EXERCISE OBJECTIVE => Exactly the lines below from the one with "everyone using it" up to and including the one with "fn set_duty(expected_duty: PwmDuty)" make up the answer, with nothing else added.

DATASET RECORDS =>

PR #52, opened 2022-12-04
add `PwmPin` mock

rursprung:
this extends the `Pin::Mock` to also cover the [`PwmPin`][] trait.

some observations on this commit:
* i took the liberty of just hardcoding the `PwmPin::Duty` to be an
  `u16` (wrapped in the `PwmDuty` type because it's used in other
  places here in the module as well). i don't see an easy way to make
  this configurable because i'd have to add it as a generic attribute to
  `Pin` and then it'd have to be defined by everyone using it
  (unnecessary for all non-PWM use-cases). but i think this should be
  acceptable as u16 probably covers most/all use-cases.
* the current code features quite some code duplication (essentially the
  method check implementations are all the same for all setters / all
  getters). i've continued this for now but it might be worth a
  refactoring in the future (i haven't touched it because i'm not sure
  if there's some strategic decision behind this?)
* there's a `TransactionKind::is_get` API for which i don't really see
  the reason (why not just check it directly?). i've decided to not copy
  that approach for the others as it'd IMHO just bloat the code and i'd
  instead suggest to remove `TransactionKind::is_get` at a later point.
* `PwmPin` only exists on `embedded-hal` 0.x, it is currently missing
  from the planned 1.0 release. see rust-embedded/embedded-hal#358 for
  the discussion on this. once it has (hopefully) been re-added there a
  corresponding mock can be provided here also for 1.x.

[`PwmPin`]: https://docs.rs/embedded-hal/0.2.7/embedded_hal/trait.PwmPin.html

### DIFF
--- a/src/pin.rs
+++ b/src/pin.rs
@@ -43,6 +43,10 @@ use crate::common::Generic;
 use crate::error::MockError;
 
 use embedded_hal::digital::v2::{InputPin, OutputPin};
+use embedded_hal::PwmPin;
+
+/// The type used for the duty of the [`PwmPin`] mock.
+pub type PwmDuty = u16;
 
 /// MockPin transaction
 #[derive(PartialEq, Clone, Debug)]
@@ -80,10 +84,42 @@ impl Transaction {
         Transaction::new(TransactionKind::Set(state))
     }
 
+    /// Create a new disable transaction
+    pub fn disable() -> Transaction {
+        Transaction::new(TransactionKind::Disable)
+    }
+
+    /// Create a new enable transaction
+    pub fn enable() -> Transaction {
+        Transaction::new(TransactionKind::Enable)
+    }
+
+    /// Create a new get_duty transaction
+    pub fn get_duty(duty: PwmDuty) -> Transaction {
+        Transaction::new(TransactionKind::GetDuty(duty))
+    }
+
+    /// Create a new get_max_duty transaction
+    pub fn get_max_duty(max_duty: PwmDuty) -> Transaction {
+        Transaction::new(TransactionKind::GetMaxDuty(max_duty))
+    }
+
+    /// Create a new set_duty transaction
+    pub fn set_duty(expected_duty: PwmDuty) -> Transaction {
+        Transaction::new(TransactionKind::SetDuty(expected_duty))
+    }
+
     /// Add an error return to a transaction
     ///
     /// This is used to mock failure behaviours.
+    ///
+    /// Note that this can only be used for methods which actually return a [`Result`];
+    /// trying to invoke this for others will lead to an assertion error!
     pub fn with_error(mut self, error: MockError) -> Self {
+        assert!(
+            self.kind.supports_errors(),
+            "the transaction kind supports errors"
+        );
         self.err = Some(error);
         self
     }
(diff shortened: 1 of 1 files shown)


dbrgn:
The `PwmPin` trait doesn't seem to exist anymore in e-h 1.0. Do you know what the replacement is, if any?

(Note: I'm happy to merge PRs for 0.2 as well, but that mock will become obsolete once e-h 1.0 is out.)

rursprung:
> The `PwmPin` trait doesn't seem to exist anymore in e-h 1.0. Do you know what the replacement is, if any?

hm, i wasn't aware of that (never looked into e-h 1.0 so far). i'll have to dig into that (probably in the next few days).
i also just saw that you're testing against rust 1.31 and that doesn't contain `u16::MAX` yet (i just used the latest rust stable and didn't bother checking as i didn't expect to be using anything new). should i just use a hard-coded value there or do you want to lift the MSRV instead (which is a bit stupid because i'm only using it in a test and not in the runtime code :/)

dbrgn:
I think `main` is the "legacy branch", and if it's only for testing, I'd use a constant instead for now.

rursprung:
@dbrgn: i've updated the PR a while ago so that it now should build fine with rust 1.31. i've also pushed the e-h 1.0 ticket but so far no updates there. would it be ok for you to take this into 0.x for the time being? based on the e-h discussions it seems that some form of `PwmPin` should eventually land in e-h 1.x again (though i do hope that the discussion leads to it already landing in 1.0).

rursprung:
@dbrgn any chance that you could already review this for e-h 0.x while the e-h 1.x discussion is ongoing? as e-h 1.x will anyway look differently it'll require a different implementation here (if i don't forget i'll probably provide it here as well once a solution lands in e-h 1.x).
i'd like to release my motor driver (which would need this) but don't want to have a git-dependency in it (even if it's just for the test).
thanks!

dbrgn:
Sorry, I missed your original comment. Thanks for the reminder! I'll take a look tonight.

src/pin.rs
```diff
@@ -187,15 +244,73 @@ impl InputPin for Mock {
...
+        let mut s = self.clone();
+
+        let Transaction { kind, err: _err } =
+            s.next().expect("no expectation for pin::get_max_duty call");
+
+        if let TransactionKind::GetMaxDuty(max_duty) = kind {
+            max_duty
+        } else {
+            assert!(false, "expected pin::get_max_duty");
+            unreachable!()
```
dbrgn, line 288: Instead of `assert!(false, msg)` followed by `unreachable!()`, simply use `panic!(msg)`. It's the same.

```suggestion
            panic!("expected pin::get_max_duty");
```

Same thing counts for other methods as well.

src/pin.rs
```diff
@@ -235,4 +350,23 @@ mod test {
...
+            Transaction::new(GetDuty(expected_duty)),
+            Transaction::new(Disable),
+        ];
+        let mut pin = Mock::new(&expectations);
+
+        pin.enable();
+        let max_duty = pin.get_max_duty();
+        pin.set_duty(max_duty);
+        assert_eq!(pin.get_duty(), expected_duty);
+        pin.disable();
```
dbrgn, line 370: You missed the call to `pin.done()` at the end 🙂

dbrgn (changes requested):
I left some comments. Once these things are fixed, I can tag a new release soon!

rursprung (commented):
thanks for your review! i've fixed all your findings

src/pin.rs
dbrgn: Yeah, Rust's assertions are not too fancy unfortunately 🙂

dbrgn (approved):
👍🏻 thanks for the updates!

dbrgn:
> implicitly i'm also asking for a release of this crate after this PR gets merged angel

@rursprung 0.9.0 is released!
==
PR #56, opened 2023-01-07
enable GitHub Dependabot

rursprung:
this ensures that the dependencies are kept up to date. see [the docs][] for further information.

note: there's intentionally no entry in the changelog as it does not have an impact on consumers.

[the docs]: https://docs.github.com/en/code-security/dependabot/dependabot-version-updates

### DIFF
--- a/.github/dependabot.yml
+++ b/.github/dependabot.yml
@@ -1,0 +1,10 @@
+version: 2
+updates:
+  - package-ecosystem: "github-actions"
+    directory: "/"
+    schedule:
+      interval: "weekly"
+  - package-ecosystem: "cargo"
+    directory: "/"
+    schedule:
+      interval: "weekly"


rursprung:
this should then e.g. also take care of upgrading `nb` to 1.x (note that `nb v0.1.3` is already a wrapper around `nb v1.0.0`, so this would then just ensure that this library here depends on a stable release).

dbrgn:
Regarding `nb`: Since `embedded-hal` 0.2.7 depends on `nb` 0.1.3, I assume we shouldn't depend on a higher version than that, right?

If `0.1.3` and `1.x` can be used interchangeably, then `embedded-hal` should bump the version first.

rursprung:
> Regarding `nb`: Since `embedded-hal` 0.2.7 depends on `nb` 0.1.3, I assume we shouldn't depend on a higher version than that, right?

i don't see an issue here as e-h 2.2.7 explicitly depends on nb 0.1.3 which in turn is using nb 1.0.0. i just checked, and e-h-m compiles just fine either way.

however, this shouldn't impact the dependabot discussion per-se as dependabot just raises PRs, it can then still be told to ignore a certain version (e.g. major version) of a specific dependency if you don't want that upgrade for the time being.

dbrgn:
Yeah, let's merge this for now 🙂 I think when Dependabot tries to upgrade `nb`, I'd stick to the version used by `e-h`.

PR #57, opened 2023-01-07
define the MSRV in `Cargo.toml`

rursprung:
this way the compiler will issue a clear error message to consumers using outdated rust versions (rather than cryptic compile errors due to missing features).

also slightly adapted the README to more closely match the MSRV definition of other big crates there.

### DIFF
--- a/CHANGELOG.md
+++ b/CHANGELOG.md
==
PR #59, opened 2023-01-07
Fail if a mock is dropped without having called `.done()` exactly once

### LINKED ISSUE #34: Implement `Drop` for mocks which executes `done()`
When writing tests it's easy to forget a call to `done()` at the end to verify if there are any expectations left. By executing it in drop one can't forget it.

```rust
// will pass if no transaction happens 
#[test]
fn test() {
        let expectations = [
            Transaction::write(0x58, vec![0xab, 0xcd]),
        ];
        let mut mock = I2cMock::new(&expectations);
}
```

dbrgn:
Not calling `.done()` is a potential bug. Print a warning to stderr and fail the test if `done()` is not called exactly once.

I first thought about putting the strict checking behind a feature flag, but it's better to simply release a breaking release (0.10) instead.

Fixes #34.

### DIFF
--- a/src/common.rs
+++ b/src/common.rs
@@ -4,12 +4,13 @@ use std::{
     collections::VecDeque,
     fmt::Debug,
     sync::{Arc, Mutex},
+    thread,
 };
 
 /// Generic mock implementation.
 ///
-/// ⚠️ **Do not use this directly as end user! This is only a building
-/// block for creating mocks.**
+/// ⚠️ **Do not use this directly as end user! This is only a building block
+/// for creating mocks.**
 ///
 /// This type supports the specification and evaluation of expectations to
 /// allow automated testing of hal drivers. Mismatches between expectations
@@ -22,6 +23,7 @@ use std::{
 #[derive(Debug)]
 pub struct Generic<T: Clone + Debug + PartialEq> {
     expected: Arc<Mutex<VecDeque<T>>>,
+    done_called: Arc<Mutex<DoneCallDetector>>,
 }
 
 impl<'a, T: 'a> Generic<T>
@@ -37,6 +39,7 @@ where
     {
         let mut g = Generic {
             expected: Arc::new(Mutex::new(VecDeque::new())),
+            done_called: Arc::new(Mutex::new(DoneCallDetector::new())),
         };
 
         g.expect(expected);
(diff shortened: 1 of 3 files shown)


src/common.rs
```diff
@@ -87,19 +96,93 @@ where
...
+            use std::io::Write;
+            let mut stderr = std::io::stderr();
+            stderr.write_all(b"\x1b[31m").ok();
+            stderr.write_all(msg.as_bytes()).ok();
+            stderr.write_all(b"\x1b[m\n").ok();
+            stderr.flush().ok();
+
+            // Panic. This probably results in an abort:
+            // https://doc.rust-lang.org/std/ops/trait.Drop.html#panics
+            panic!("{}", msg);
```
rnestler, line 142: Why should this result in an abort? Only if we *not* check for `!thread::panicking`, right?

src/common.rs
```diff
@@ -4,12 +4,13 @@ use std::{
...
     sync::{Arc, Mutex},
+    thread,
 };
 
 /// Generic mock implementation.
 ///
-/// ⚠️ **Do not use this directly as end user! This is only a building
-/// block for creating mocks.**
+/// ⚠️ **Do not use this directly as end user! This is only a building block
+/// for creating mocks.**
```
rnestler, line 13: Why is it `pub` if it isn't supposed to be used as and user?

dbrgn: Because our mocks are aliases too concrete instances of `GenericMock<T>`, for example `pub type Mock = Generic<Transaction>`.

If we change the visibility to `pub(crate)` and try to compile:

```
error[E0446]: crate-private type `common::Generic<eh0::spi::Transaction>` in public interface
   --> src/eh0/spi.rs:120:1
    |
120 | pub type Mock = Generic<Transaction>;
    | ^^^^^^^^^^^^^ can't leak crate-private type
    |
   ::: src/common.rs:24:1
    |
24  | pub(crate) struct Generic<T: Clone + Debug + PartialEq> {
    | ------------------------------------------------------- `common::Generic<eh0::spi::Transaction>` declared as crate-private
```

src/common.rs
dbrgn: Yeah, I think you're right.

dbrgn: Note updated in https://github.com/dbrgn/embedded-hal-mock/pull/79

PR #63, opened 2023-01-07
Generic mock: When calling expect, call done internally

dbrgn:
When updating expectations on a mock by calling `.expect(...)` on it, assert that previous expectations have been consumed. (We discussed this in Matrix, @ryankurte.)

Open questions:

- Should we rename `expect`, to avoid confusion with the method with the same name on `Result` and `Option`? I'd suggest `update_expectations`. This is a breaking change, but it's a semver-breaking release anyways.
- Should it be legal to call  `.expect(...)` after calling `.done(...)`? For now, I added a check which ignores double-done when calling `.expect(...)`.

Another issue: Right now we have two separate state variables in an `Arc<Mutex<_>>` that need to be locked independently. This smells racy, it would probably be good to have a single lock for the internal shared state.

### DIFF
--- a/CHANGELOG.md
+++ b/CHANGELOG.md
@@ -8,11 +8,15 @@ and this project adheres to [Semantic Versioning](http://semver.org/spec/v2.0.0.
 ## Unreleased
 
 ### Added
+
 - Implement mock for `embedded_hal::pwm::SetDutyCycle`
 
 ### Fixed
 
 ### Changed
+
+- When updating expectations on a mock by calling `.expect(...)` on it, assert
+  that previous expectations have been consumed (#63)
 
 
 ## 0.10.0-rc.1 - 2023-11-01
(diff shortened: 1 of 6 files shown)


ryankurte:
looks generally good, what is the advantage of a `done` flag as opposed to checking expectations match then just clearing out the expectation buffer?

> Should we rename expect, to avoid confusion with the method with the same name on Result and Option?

ANSWER SPACE =>
  `Pin` and then it'd have to be defined by everyone using it
  (unnecessary for all non-PWM use-cases). but i think this should be
  acceptable as u16 probably covers most/all use-cases.
* the current code features quite some code duplication (essentially the
  method check implementations are all the same for all setters / all
  getters). i've continued this for now but it might be worth a
  refactoring in the future (i haven't touched it because i'm not sure
  if there's some strategic decision behind this?)
* there's a `TransactionKind::is_get` API for which i don't really see
  the reason (why not just check it directly?). i've decided to not copy
  that approach for the others as it'd IMHO just bloat the code and i'd
  instead suggest to remove `TransactionKind::is_get` at a later point.
* `PwmPin` only exists on `embedded-hal` 0.x, it is currently missing
  from the planned 1.0 release. see rust-embedded/embedded-hal#358 for
  the discussion on this. once it has (hopefully) been re-added there a
  corresponding mock can be provided here also for 1.x.

[`PwmPin`]: https://docs.rs/embedded-hal/0.2.7/embedded_hal/trait.PwmPin.html

### DIFF
--- a/src/pin.rs
+++ b/src/pin.rs
@@ -43,6 +43,10 @@ use crate::common::Generic;
 use crate::error::MockError;
 
 use embedded_hal::digital::v2::{InputPin, OutputPin};
+use embedded_hal::PwmPin;
+
+/// The type used for the duty of the [`PwmPin`] mock.
+pub type PwmDuty = u16;
 
 /// MockPin transaction
 #[derive(PartialEq, Clone, Debug)]
@@ -80,10 +84,42 @@ impl Transaction {
         Transaction::new(TransactionKind::Set(state))
     }
 
+    /// Create a new disable transaction
+    pub fn disable() -> Transaction {
+        Transaction::new(TransactionKind::Disable)
+    }
+
+    /// Create a new enable transaction
+    pub fn enable() -> Transaction {
+        Transaction::new(TransactionKind::Enable)
+    }
+
+    /// Create a new get_duty transaction
+    pub fn get_duty(duty: PwmDuty) -> Transaction {
+        Transaction::new(TransactionKind::GetDuty(duty))
+    }
+
+    /// Create a new get_max_duty transaction
+    pub fn get_max_duty(max_duty: PwmDuty) -> Transaction {
+        Transaction::new(TransactionKind::GetMaxDuty(max_duty))
+    }
+
+    /// Create a new set_duty transaction
+    pub fn set_duty(expected_duty: PwmDuty) -> Transaction {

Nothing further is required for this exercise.